§ Task directions
Copy all of the records below verbatim.
*** Records supplied ***
PR #1220, opened 2026-06-24
Strengthen non-compete clause to match CPA; Markdown formatting fixes

ferebee:


madninja (approved):
Matches the CPA's total-prohibition non-compete and fixes the tilde rendering issue. Thanks for the catch.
***
§ Task response
PR #1220, opened 2026-06-24
Strengthen non-compete clause to match CPA; Markdown formatting fixes

ferebee:


madninja (approved):
Matches the CPA's total-prohibition non-compete and fixes the tilde rendering issue. Thanks for the catch.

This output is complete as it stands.